Task goal: Go through the entries below and copy each line that holds the word "HDUtils".

Exercise input:
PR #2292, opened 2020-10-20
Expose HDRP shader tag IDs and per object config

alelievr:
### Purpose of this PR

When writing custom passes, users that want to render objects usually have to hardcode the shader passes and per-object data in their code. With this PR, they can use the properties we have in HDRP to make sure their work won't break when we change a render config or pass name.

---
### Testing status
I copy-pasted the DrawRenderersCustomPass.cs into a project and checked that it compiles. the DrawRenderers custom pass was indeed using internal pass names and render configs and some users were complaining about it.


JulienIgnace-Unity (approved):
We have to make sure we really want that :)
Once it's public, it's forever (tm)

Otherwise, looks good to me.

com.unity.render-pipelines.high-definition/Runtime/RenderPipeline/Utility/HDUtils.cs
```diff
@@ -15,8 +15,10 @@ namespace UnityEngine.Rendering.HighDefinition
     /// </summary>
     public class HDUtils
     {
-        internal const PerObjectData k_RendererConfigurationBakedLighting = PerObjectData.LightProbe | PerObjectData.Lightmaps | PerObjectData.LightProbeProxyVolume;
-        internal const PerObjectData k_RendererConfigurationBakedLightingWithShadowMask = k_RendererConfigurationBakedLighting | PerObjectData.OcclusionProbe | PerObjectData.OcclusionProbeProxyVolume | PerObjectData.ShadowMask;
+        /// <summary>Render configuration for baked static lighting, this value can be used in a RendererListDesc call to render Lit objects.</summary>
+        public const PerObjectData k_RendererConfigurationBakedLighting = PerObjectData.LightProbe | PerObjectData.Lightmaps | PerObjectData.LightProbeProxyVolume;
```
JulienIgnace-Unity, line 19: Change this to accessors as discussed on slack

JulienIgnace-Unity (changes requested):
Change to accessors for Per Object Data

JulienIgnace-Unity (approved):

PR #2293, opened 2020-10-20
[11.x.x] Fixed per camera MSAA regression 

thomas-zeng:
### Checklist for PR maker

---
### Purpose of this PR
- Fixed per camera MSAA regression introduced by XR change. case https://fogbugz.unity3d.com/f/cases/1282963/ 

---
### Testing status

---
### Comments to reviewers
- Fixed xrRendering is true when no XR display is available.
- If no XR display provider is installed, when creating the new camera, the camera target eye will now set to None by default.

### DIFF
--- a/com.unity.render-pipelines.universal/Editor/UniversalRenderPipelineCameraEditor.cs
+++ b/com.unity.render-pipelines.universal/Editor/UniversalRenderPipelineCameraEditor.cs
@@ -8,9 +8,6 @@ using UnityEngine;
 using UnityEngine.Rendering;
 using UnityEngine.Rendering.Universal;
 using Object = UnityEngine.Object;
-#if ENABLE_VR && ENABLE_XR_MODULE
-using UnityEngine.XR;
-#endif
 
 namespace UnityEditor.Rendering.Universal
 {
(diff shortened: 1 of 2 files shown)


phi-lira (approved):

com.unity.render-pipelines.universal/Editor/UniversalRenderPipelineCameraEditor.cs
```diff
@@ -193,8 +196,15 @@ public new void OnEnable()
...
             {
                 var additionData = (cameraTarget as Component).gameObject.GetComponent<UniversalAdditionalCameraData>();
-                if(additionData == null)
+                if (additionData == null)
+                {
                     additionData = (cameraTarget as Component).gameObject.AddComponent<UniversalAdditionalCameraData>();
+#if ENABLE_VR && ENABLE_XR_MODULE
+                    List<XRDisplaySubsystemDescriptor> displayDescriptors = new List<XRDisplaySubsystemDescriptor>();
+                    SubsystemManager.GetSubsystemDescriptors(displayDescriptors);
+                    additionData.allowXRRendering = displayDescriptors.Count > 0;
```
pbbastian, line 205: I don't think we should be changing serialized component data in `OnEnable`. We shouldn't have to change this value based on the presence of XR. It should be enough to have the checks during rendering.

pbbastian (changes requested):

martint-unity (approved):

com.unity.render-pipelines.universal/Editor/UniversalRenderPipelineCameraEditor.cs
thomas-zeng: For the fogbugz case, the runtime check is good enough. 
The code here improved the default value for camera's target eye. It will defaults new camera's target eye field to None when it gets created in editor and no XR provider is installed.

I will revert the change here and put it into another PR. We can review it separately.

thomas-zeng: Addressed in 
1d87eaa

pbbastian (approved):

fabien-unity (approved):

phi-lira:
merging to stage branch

Answer to this exercise:
com.unity.render-pipelines.high-definition/Runtime/RenderPipeline/Utility/HDUtils.cs
     public class HDUtils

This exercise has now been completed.